镇长站起身走到窗前,透过窗看着此时在夕阳下的海滩上漫步的人们,“年轻时,我一心想着要证明自己,想着要洗漱被逐出家族的耻辱。做到镇长以后,又被诸事缠身……或许这是神赐予我的机会。”
听镇长如此说,游骑兵全体沉默。来的时候,他们详细打听过镇长的情况,他的妻子似乎比他要年长一些,据说身体近来不怎么好,时常会去圣比索修道院找僧侣治疗。
游骑兵也不知道该如何面对德卡沃的身份。他是本地的镇长,隶属于这里的贵族。由于本地男爵的那道命令,这位德卡沃镇长本应处在游骑兵的敌对面。可他现在却像是在祈求向游骑兵移交管理权。这种敌我分辨不明的感觉,让他们心里很不舒服。即便是要接管这里的一切,顺利地都可以用‘走了狗屎运’来形容,可他们心里仍然不舒服。
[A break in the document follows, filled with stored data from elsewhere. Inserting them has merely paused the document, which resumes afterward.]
PR #1058, opened 2016-05-13
Argument literal names were not stored in the snapshot

zherczeg:
Argument literal names were not stored in the snapshot, because the names were replaced by empty strings before that. The snapshot form of tests/jerry/arguments.js fails because of this issue.

### DIFF
--- a/jerry-core/jerry.c
+++ b/jerry-core/jerry.c
@@ -1991,10 +1991,7 @@ jerry_snapshot_set_offsets (uint8_t *buffer_p, /**< buffer */
         const_literal_end = args_p->const_literal_end;
       }
 
-      for (uint32_t i = 0; i < register_end; i++)
-      {
-        literal_start_p[i] = MEM_CP_NULL;
-      }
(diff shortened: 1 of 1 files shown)


LaszloLango:
LGTM

jerry-core/jerry.c
```diff
@@ -1991,10 +1992,7 @@ jerry_snapshot_set_offsets (uint8_t *buffer_p, /**< buffer */
         const_literal_end = args_p->const_literal_end;
       }
 
-      for (uint32_t i = 0; i < register_end; i++)
-      {
-        literal_start_p[i] = MEM_CP_NULL;
-      }
+      register_clear_start = 0;
```
akiss77: As always, I'd suggest moving declaration as close to initialization as possible. Here, it is possible to do them in one step. (C99 allows declaration later than at the beginning of a block, and we use it often.)

akiss77:
After the `uint32_t register_clear_start  = 0;` merge, LGTM.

这种心里不爽的感受,直到镇长临走时,才变得好上那么一点。
镇长跟文森特交接清楚小镇的事务,起身告辞的时候,却发现游骑兵没有一人跟他一起走,说,“大人,您得派两个人跟着我才行。”
“嗯?”
“我现在是俘虏,好歹你得派两个人看押我吧。”
“没有这个必要。”
对于能主动投降,又主动移交权柄,还指使不动本地武装的镇长,根本没有派人看守的意义。当然,暗中监视的人员自然不可少,但面上不能让对方察觉。
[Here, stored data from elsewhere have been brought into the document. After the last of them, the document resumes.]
PR #1059, opened 2016-05-13
Run JS regression tests in snapshot mode too

LaszloLango:

### DIFF
--- a/Makefile
+++ b/Makefile
@@ -304,6 +304,11 @@ test-js.$(1).$(2): build.$$(NATIVE_SYSTEM)
 	$$(Q) $$(call SHLOG,cd $$(OUT_DIR)/$(1)/check/$(2) && $$(ROOT_DIR)/tools/runners/run-test-suite.sh \
           $$(OUT_DIR)/$(1)/jerry \
           $(3),$$(OUT_DIR)/$(1)/check/$(2)/test.log,Testing)
+test-js.$(1).$(2).snapshot: build.$$(NATIVE_SYSTEM)
+	$$(Q) mkdir -p $$(OUT_DIR)/$(1)/check/$(2)
+	$$(Q) $$(call SHLOG,cd $$(OUT_DIR)/$(1)/check/$(2) && $$(ROOT_DIR)/tools/runners/run-test-suite.sh \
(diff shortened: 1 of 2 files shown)


LaszloLango:
`./tests/jerry/arguments.js` fails on the current master in snapshot mode. #1058 fixes this issue.

zherczeg:
I hope after a rebase checks will pass.

akiss77:
I'd suggest some changes. As proposed now, there is a bit too much code duplication and hard-coding. I'd leave the choice, whether to run tests in interpreted mode or from snapshot, to the user.

Notes:
* Before copying `$@` to `ENGINE_ARGS`, you coud check whether there are args left and whether the first is, say, `--snapshot` (or something like that), and if so, set a variable indicating that user requested a snapshot run (and remove that arg from `$@`, of course). This way, you could use the runner script like `tools/runners/run-test-suite.sh ENGINE TESTS [--snapshot] ENGINE_ARGS...`.
* Then, in the test loop body, you could just choose between the two execution modes based on the variable set during the handling of command line args:
```bash
    ( ulimit -t $TIMEOUT; $ENGINE $ENGINE_ARGS $full_test &> $ENGINE_TEMP )
    status_code=$?
``` 
```bash
    SNAPSHOT_TEMP=`mktemp snapshot-out.XXXXXXXXXX`

    ( ulimit -t $TIMEOUT; $ENGINE $ENGINE_ARGS --save-snapshot-for-global $SNAPSHOT_TEMP $full_test &> $ENGINE_TEMP )
     status_code=$?
 
    if [ $status_code -eq 0 ]
    then
        ( ulimit -t $TIMEOUT; $ENGINE $ENGINE_ARGS --exec-snapshot $SNAPSHOT_TEMP &> $ENGINE_TEMP )
        status_code=$?
    fi

    rm -f $SNAPSHOT_TEMP
```
*  Finally, of course, the make system can be adapted to call the runner script both ways.

LaszloLango:
@akiss77, I've updated the PR based on your suggestions. Please check.

akiss77:
LGTM

zherczeg:
LGTM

镇长却饶有意味地说,“很有必要。这样才像是俘虏的待遇。”
佩特哼道,“我们那里俘虏都待着牢里。”
镇长也不在意,笑着说,“能随意走动,那是近卫军对我这名老头子的尊重与优待。”
文森特脑子里这时想到了什么。“你这里有仇家?但是这里的人除了难以理喻外,并不野蛮。”
德卡沃不可置否,只是在门前笑站着。
文森特看着对方那笑容,心中明悟过来,挑着眉冷声道,“哦,我明白了。不过,你完全可以将那人指出来。一劳永逸。”
“那人藏得很深。如果死在你们手里,男爵一定知道是搞的鬼。”镇长脸上仍然笑着,“再说,他只是干他的活,也并没有给我添任何麻烦,没必要这样做。”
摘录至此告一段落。